Repairing our banana-republic voting system does not require the genius of the Obama and Romney campaign attorneys.

Like Oregon and parts of Washington State, and like every state's absentee voter system, each voter is mailed a ballot to his/her address several weeks prior to the election. The voter fills out the ballot, places it in an inner envelope, inserts the inner envelope into the mailing envelope that has a place for his/her signature, affixes a stamp and drops it in a mailbox or, without a stamp, in special drop-boxes scattered around the state that are guarded.

The signature provides the identity check, but the use of the inner envelope, with no identifying features, ensures anonymity, preserving a secret ballot. If someone wanted to steal my ballot, it would require knowing and accurately copying my signature, with the risk that it would be reported (I would not have a ballot, and would report that to the Board of Elections) and prosecuted with long jail sentences, all for the purpose of changing one vote.

Universal "vote-by-mail" would largely eliminate intimidation. Truth-the-Vote and other right-wing thuggery would have no target.

Washington State mails a voter pamphlet in which each candidate for each position is listed along with a blurb they write themselves. For ballot initiatives and referenda, the proponents and opponents each write a statement for or against and, separately, rebut the other's argument.

The ballots are machine counted, but there is a paper trail so that manual recounts can be performed when necessary. Thus, voter machine fraud is not completely eliminated, requiring continued diligence, but it is no worse than it would be for ballots cast at polling stations.

Personally, I would like to see a voter bill go further, tying federal funding for roads, unemployment and other activities to increasing registration. Everyone who gets a driver's license, a gun license, or collects unemployment, or gets other licenses or benefits from the state, should be required to be registered to vote to receive those licenses or benefits. This does not force anyone to vote, but it provides them the opportunity when that ballot arrives in the mail.

Republicans will fight this tooth-and-nail even if, by magic, it dawns on the two attorneys that this is the answer. Including Romney's attorney will hardly convince Republicans to make voting easy, fair and simple.

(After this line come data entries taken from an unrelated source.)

PR #1972, opened 2026-08-31
fix(onboarding): bound Windows storage recommendation

ewen-poch:
## Problem

On fresh Windows onboarding, automatic data-drive recommendation can remain pending indefinitely when drive enumeration or candidate inspection reaches a disconnected mapped, network, or sleeping drive. Location treated that opportunistic recommendation as a hard Continue gate, so first launch could not proceed even though the default path was already available.

## Proposed change

- Bound the whole Windows storage recommendation attempt to 2 seconds and keep the loaded default location on timeout or failure.
- Keep Continue disabled while Windows storage information itself is loading, but allow it while only the optional recommendation is pending; preserve the existing non-Windows behavior.
- Connect the recommendation to the Location effect lifecycle so leaving stops renderer-side waiting and prevents a late drive list from starting candidate inspections.
- Mark the automatic attempt resolved on step exit so Back/return loops do not accumulate uncancellable IPC requests.
- Ignore late recommendation results after the user continues or chooses a location.

## Scope and non-goals

- No Windows drive-type classification; fixed, removable, network, and optical drive metadata remain outside this PR.
- No concurrent or per-drive probing.
- No IPC, shared type, database, persisted settings, historical-data compatibility, enum, or i18n changes.
- An already-issued Electron IPC/filesystem request cannot be cancelled by the renderer. This PR limits it to one attempt per wizard, prevents follow-on candidate checks after exit, and removes all onboarding dependency on its completion.

The final regression tests were run red before their fixes. They reproduced the reported pending drive-list and candidate-inspection paths, plus review-found cross-platform gating and stale follow-on probing.

- pending drive listing remains manually continuable; pending candidate inspection falls back to the default; leaving prevents follow-on probes and retries; successful recommendation, Windows storage-info loading, and non-Windows behavior remain intact -> npm test -- src/renderer/src/pages/onboarding/OnboardingWizard.render.test.tsx src/renderer/src/pages/onboarding/LocationStep.render.test.tsx -> 47 passed
- renderer contracts and lifecycle signal usage -> npm run typecheck:web -> passed
- source lint -> npm run lint -> passed
- changed-file formatting and whitespace -> Prettier check plus git diff --check -> passed

The affected-test planner selected the complete Vitest fallback because onboarding has no module owner. Per maintainer direction, the complete local npm test run was intentionally left to PR CI.

## Review focus

- Whether a 2-second opportunistic recommendation budget is the right UX tradeoff.
- The separation between mandatory Windows storage-info loading and optional drive recommendation.
- The lifecycle boundary: already-issued IPC is not cancellable, but cannot trigger later candidate checks or accumulate on step re-entry.
- The explicit non-goal of identifying fixed local disks in this focused P2 fix.

### DIFF
--- a/src/renderer/src/pages/onboarding/LocationStep.render.test.tsx
+++ b/src/renderer/src/pages/onboarding/LocationStep.render.test.tsx
@@ -91,10 +91,10 @@ describe('LocationStep', () => {
     expect(onBack).toHaveBeenCalledOnce()
   })
 
-  it('disables Continue, but not Back or Browse, while resolving the Windows default', async () => {
+  it('keeps navigation available while resolving the optional Windows default', async () => {
     await renderStep(true)
 
-    expect(findButton(/^continue$/i)?.disabled).toBe(true)
+    expect(findButton(/^continue$/i)?.disabled).toBe(false)
     expect(findButton(/back/i)?.disabled).toBe(false)
     expect(findButton(/browse/i)?.disabled).toBe(false)
   })
--- a/src/renderer/src/pages/onboarding/LocationStep.tsx
+++ b/src/renderer/src/pages/onboarding/LocationStep.tsx
@@ -68,7 +68,7 @@ const LocationStep = ({
 }: LocationStepProps): React.JSX.Element => {
   const { t } = useTranslation()
   const { chosenParent, chosenDataRoot, chosenKind } = locationDraft
-  const isLoadingDefaultLocation = dataRootInfo === null && dataRootError === undefined
+  const isLoadingDefaultLocation = isResolvingDefaultLocation && dataRootInfo === null
   const [locationError, setLocationError] = useState<string | undefined>(undefined)
   const [confirmRestart, setConfirmRestart] = useState(false)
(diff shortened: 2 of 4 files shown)


ewen-poch:
Addressed the review in 341bd9f26:

- P1: restored the prior non-Windows behavior by applying the storage-info loading gate only when the wizard reports the Windows default-resolution state. Added a red/green macOS pending-storage-info regression test.
- P2: connected the recommendation to the Location effect lifecycle. Leaving now resolves the renderer wait immediately, aborts before any later candidate boundary, marks the single automatic attempt complete, and prevents Back/return loops from launching another pending IPC. Added a red/green test proving a late drive list cannot call inspectDataRoot and re-entry does not call listDrives again.

Electron invoke itself remains non-cancellable without a new IPC protocol; this focused PR now limits that residual request to one, prevents downstream probes, and makes onboarding independent of its settlement. The PR scope and non-goals have been updated accordingly. Final targeted tests: 47 passed; typecheck:web, lint, Prettier, and diff checks passed.

PR #1981, opened 2026-08-31
fix(notebook): honor injected runtime platform

ewen-poch:
## Problem

Notebook owners already accept injected platform/environment values, but downstream helpers sometimes read `process.platform`, `process.env`, or `homedir()` again. An injected Windows policy on a macOS test host can therefore combine Windows decisions with POSIX interpreter layouts, provenance rules, recovery guidance, or managed-runtime path checks.

The failure was reproduced before the fix with opposite-host platform injections at public behavior boundaries: provisioner recovery guidance and interpreter verification, runtime discovery candidates/provenance, and the managed-runtime mutation guard all failed for the reported mixed-decision reason.

## Proposed change

- Thread the existing platform policy through provisioner, runtime-path readiness/layout helpers, kernel execution, relocation, runtime service admission, and execution mutation checks.
- Let runtime discovery use one injected platform, process environment, and home directory for command lookup, standard install roots, interpreter layout, probes, and provenance classification.
- Use the injected platform's `node:path` implementation for managed-runtime guard normalization and containment.
- Keep production defaults backward-compatible by falling back to the real process when no dependency is injected.

## Scope and non-goals

- This is dependency propagation, not a new application architecture layer. It intentionally does not add a broad `RuntimeEnvironment` object containing packaged/resources/temp/shell state because the reproduced failures do not require that interface.
- `micromamba-cache` host ACL/PowerShell adapters continue to use the real host process. They perform host I/O and must not execute Windows security commands merely because a test injects `win32`; its logical cache selection paths already accept injected platform/environment dependencies.
- No user interaction, persisted data, schema, data model, historical migration, or enum/status value changes.

The following checks ran after the last material edit and after rebasing onto the latest `origin/main`:

- Provisioning, discovery, runtime path readiness, and relocation behavior -> `npm test -- src/main/notebook/provisioner.test.ts src/main/notebook/environment-discovery.test.ts src/main/notebook/runtime-paths.test.ts src/main/notebook/runtime-relocation.test.ts` -> 161 passed.
- Mutation policy plus kernel/runtime-service consumers under injected platforms -> `npm test -- src/main/notebook/managed-runtime-guard.test.ts src/main/notebook/kernel-executor.test.ts src/main/notebook/runtime-service.test.ts -t 'uses the injected platform|drops and respawns the kernel when Windows cancellation|uses the PowerShell runtime-write policy on Windows|activates the complete Windows conda PATH|carries an external Windows conda R own activation prefix|does not infer Windows conda activation'` -> 7 passed.
- Formatting/diff integrity -> Prettier check and `git diff --check` -> passed.

Per the requested workflow, the full portable `npm test` was not run locally; exact-head PR Gate and platform lanes are authoritative. The local sandbox also denies a loopback-listen kernel test and one macOS Seatbelt cache-write test; both failures reproduce unchanged on `main`, while the focused regression and consumer tests pass.

## Review focus

- Confirm every changed decision uses the owner-injected platform/environment consistently through nested helpers.
- Confirm real host-only micromamba ACL/PowerShell adapters remain outside the simulated platform policy.
- Confirm the optional parameters preserve existing production callers and do not imply persistence or compatibility work.

### DIFF
--- a/src/main/notebook/data-execution-admission.ts
+++ b/src/main/notebook/data-execution-admission.ts
@@ -46,6 +46,7 @@ type NotebookDataExecutionAdmissionOwnerOptions = {
   ensureRecovered: () => Promise<void>
   resolveRuntimeEnablement: (language: NotebookLanguage) => Promise<RuntimeEnablement | undefined>
   repairPolicy: Pick<NotebookRuntimeRepairPolicy, 'blockKey' | 'requirement'>
+  platform?: NodeJS.Platform
 }
 
 const defaultEnvironment = (language: NotebookLanguage): string =>
@@ -132,7 +133,9 @@ class NotebookDataExecutionAdmissionOwner {
     const recoveryBlocked =
       (binding?.runtimeId && this.options.recovery.isRuntimeIdBlocked(binding.runtimeId)) ||
       (!isExternal &&
-        this.options.recovery.isPrefixBlocked(envPrefix(runtimeRoot, route.environment))) ||
+        this.options.recovery.isPrefixBlocked(
+          envPrefix(runtimeRoot, route.environment, this.options.platform)
+        )) ||
       (isExternal && this.options.recovery.isGloballyBlocked())
     const repairRequired =
       this.options.environmentOperations.isRepairBlocked(
@@ -173,7 +176,8 @@ class NotebookDataExecutionAdmissionOwner {
       source: cell.code,
       surface: cell.language,
       runtimeRoot: session.runtimeRoot,
-      cwd: session.cwd
+      cwd: session.cwd,
+      platform: this.options.platform
     })
     if (blockedMutation && rejection === undefined) {
       rejection = new Error(`MANAGED_RUNTIME_MUTATION_BLOCKED: ${blockedMutation.message}`)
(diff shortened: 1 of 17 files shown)


ewen-poch:
This finding targets `SessionMessageLink.tsx`, which is unchanged by this PR and was introduced on `main` in #1524. PR #1981 is limited to Notebook runtime-environment injection. Applying the recommendation here would expand the scope into renderer network policy and alter the established source-preview interaction, so no change is included in this PR. The favicon and preview admission behavior should be evaluated separately against the intended source-preview design.

ewen-poch:
Addressed two in-scope runtime-injection gaps found by the independent review:

- Interpreter discovery now uses the injected subprocess port and environment for Python probes, and preserves the injected environment for external R probes.
- The environment startup lifecycle now forwards its injected platform to startup planning and default-prefix detection, preventing Windows simulations on non-Windows hosts from mixing path layouts.

Both fixes were added test-first. The discovery regression failed before the fix because the injected probe was bypassed and returned no version; the startup regression failed because a ready Windows runtime incorrectly triggered Python repair. Both pass after the changes.

Validation: 201 targeted Notebook tests passed, Node typecheck passed, lint passed, and formatting/diff checks passed. These changes only extend existing internal dependency propagation; they add no persisted data, status values, data-model changes, architecture-owner changes, or user-interaction changes.

ewen-poch:
Rebased onto the latest main (156a9166). I also inspected the previous CI failures before rerunning: the Ubuntu shard failed in remote-access temp-directory cleanup with ENOTEMPTY, and the macOS workspace journey was a retry-passed flaky timeout. Neither failure is in this PR's diff, and the exact remote-access test passes locally (19/19). The rebased Notebook scope passes 421 targeted tests with 1 existing skip, plus Node typecheck, ESLint, and Prettier. I did not broaden this PR into unrelated flaky-test changes; the new CI run will provide a clean latest-main signal.

PR #1983, opened 2026-08-31
fix(message-links): gate remote loads by network policy

ewen-poch:
## Problem

Session message links rendered a remote favicon for every HTTP or HTTPS hostname before any user activation. Any model-produced link could therefore disclose network metadata to its domain. HTTPS source activation also created the in-app remote preview without consulting Settings > Network > Allowed domains.

The reported 350 ms hover-to-iframe behavior does not occur on current main: hover opens only a locally composed title, hostname, and URL summary. The regression coverage keeps that boundary explicit.

## Proposed change

- Reuse the effective Notebook network domain policy, including enabled Open Science domain groups and custom Allowed domains.
- Keep the local globe icon for every HTTP or HTTPS link, and load a remote favicon only for an admitted hostname.
- Keep hover and keyboard-focus details local without activating the preview workbench.
- Allow admitted HTTPS sources to use the existing in-app preview.
- Route unadmitted HTTPS source activation through the existing external-link safety confirmation instead of creating a remote iframe.
- Update the renderer design contract to document the shared policy boundary.

## Scope and non-goals

- No new settings fields, enum values, IPC methods, dependencies, or persisted data.
- No schema migration or historical-data conversion. Existing messages are evaluated against the current Network settings when rendered.
- No per-link authorization state or automatic mutation of Allowed domains.
- No change to the explicit Open source in browser action.
- No iframe fix for hover because current main does not create an iframe on hover.

The regression tests were first run against the unmodified implementation and failed deterministically twice:

- an unapproved hostname still inserted https://tracking.example/favicon.ico;
- activating an unapproved HTTPS source did not show the safety confirmation.

Final evidence after the last production edit:

- favicon and source-preview policy behavior, markdown title propagation, and shared domain matching -> npm test -- src/renderer/src/components/streamdown/SessionMessageLink.test.tsx src/renderer/src/components/streamdown/AgentMarkdown.test.tsx src/renderer/src/pages/workspace/SessionMessageMarkdown.integration.test.tsx src/shared/notebook-network.test.ts -> 4 files and 35 tests passed
- renderer types -> npm run typecheck:web -> passed
- lint -> npm run lint -> passed
- impact explanation -> npm run test:affected:explain -- --base main --head HEAD -> selected full mode only because docs/design.md has no module owner

The complete local npm test suite was intentionally not run per maintainer direction. PR Gate remains authoritative for the complete portable and platform-selected suites.

Electron and Web use the same Renderer component and policy helper, so the changed behavior is shared. No main-process, OS-specific, database, or transport path changed.

## Review focus

- Confirm that enabled Open Science domain groups and custom Allowed domains are the intended trust boundary for message-link favicons and in-app source previews.
- Confirm that disabled built-in groups or domains remain excluded through notebookNetworkSettingsAllowDomain.
- Confirm that unadmitted source links retain the local hover summary and existing external-link safety interaction without entering the preview workbench.


ewen-poch:
Not changing this behavior. The external-icon action is an explicit user gesture labeled "Open source in browser", so it is not a passive or incidental network load. This PR gates automatic favicon requests and in-app iframe creation behind the effective Allowed domains policy, while unapproved source-link and hover-URL activation continue through LinkSafetyModal. Adding a second confirmation to the explicitly external action would add interaction friction and conflicts with the scoped non-goal documented in the PR. No code change is needed for this finding.

Issue #1776, opened 2026-08-26
[Feedback]: Allow users to relocate or reinstall Python and R runtimes


FerryLF:
### Feedback type

Improvement

### What would you like to share?

Python and R runtimes may initially be installed in a default location that later becomes unsuitable due to limited disk space, storage organization, or environment issues.

Currently, users may not have a convenient way to change the runtime installation location after setup, or reinstall the Python/R environment directly from Open Science.

This makes runtime maintenance difficult and may require manual file operations or a full application reinstall.

Proposed solution

Add runtime management options in Settings > Runtimes that allow users to:

Choose a new installation location for Python and R
Migrate an existing managed runtime to the new location
Reinstall Python or R independently
Remove and reinstall a broken runtime environment
View the current runtime path and installation status
Verify the runtime after migration or reinstallation

Before migration, Open Science should check available disk space and clearly indicate whether the existing environment will be moved, copied, or reinstalled.

After the operation is completed, Open Science should automatically update the runtime path and continue using the new environment without requiring manual configuration.

<img width="1012" height="725" alt="Image" src="https://github.com/user-attachments/assets/9636b892-dbde-4cbc-befa-111ff7850ba1" />

PR #1984, opened 2026-08-31
feat(runtime): add safe managed runtime reinstall

LiuZhaoyan:
## Summary

Addresses #1776 within the current unified `<dataRoot>/runtime` ownership model.

- allow users to reinstall healthy app-managed default Python and R runtimes from Settings → Runtimes
- drain running and idle Notebook kernels, invalidate stale bindings, and durably rebind sessions before releasing the repair gate
- reuse the existing data-root write gate, serialized lifecycle, exclusive mutation lock, operation journal, crash recovery, interpreter verification, and ready-marker flow
- keep destructive reinstall unavailable for external, user-owned, and agent-created interpreters
- show target filesystem capacity and scan-derived copy requirements during data-root migration
- explain that runtime environments are rebuilt after restart, may need additional unquantified disk space, and do not guarantee restoration of pip-only or CRAN-only packages

## Runtime lifecycle

```text
Reinstall request
→ validate the exact managed default runtime identity
→ block runtime use and persist repair-required bindings
→ stop affected running and idle kernels
→ run the existing repair lifecycle
→ delete and reprovision the prefix under the existing mutation lock
→ verify the interpreter
→ rediscover and durably persist replacement bindings
→ clear repair markers and refresh the UI to Ready
```

Preparation and completion failures remain fail-closed: destructive mutation does not start when usage coordination cannot be persisted, and a binding-refresh failure removes the ready marker so the existing recovery path remains authoritative.

## Testing

- `npm run typecheck:node`
- `npm run typecheck:web`
- `npm run lint`
- `npx vitest run src/main/notebook/runtime-repair.test.ts src/renderer/src/pages/settings/RuntimesPanel.render.test.tsx src/renderer/src/i18n/resources.test.ts --maxWorkers=1` — 792 passed
- relevant runtime/storage test batches — 1,096 passed
- `npm run build:e2e`
- real Electron Python reinstall with an active cell, followed by successful execution on the rebuilt runtime
- real Electron R setup/reinstall, followed by successful Notebook execution
- real Storage migration staging against a separate filesystem, including available/copy-required display and safe staged-copy discard

A full local `npm test` run was also attempted. It is not fully green in this environment because sandboxed localhost listeners fail with `EPERM`, the escalated run has unrelated workflow fixtures requiring `jq`, and one pre-existing provenance verification case remains failing. The affected runtime, renderer, storage, IPC, lifecycle, and i18n suites pass in isolation.

## Scope

This intentionally keeps Python and R under the existing shared runtime root. Independent Python/R installation roots would require a separate architecture change to ownership, cache, locking, and relocation semantics.


ewen-poch:
Thanks for laying down the careful lifecycle here. I pulled the branch locally and walked through the actual failure paths rather than relying on the green CI alone. I found four edges that were not being exercised, and pushed e96382a to this PR.

A non-runnable but correctly identified app-managed default was being rejected before repair, and the current-session lookup only recognized root lanes, which meant delegated Frame kernels could survive prefix deletion. The update now admits only the exact broken managed default and checks the complete lane identity before quarantining and terminating kernels.

I also covered two recovery and compatibility cases. Historical Windows run.json bindings that still point at the legacy default-python/default-r prefixes are now lazily and durably rebound to the verified short managed prefixes. That migration is deliberately limited to exact app-managed defaults, so named and external runtimes stay untouched. If rebuilding fails after the old prefix has been removed, the durable repair marker is now reflected through the existing recovery status and the store refreshes status after both success and failure, so Settings offers Reset immediately instead of asking the user to trigger another failed setup first.

This keeps dataRoot/runtime as the single storage owner, adds no new persisted enum or schema, and reuses the existing runtimeBindings and repair marker. The five focused regressions pass, the affected Notebook/renderer/i18n batch passes with 1,160 tests and 5 skips, and Node typecheck, web typecheck, and lint are green. The complete provisioner test file hits its own Windows path-budget guard from this unusually long local worktree path; its changed focused test passes, and the normal PR checkout will still exercise the full file in CI.

ewen-poch:
Small follow-up from the first CI pass: the new Windows-only legacy binding migration made runtime-binding.ts Windows-sensitive, but our change-impact manifest did not know that yet. I added the file there so future edits keep the Windows runtime/path and GUI E2E lanes in scope; the classifier suite is now 68/68 locally. The other failure in that macOS shard was an unrelated Subagent rendering timing test, so I have not changed that area. A fresh CI run is underway and I’ll keep an eye on it.

ewen-poch:
One more correction after CI Integrity did exactly what it is meant to do: change-impact.json is protected control-plane and should not be edited in a normal PR. I restored it unchanged and moved the Windows-only legacy path matching into windows-runtime-binding.ts instead, which the existing filename overlay classifies automatically. The behavior is unchanged, the platform boundary is clearer, and no ruleset bypass is needed. The classifier plus runtime-service modules pass 297 tests locally (5 skipped), with Node typecheck and lint also clean.

LiuZhaoyan:
Thanks a lot for the quick and thorough review — really appreciate you digging into the failure paths and following up with the fixes so quickly. I’m going through the extra commits now to understand the edge cases better. Thanks again for taking the time on this!

ewen-poch:
Everything is green now. The first Windows core attempt failed only while the runner was opening the WFP loopback test socket; rerunning that job passed the AppContainer smoke, path portability, runtime, shell, and timeout checks without any further code changes. Both full macOS shards, Module coverage, Static, CI Integrity, Windows E2E, macOS E2E, and the final PR Gate are all passing as well.

LiuZhaoyan:
CI Integrity is failing because a71459c modifies the protected scripts/ci/change-impact.json. Maybe you could land those two Windows-sensitive entries on main through a separate maintainer control-plane change with the required ruleset bypass, then sync main back into this PR. That should preserve the correct Windows coverage while allowing CI Integrity to pass.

A large fraction of Republicans truly believe it is "their country," and do not want the rest of us to be voting at all. If the Romney attorney wants to be the "Ryan-or-Rubio-or-Christie-or-xxx" attorney in 2016, he will not recommend any measure that would actually improve the voting experience.

The big drawback to vote-by-mail is that it robs the voting experience of romance. There was something uplifting about participating in the centuries' old tradition of standing on a line in front of a school house or library or post office or lodge hall, signing one's name, greeting the poll-worker, closing the curtain, and then pulling the lever or punching the holes or filling out the box to make one's choices among one's fellow citizens.

But, voter intimidation through long lines, "broken" machines, direct confrontation and inconvenient hours that our right-wing friends imposed destroyed that romantic tradition. After an hour or so on line, the romance turns to its opposite.

Vote-by-mail, moreover, has its "romantic compensation." Parents can talk to their children about the choices as they are filling out their ballots, and, perhaps, even have a discussion about them. I know of one parent who opposed marriage equality but whose (under 18) teenage daughter strongly favored it, so he let her watch him fill in the "yes" box as she wanted. One suspects that girl will always remember her father fondly for that event.

Perhaps, with this settled, the Justice Department could spend its time prosecuting state officials who conspired to interfere with citizens' right to vote, in violation of Sections 241 and 242 of Title 18 of the U.S. Code.

Now, that is a dream of a true romantic.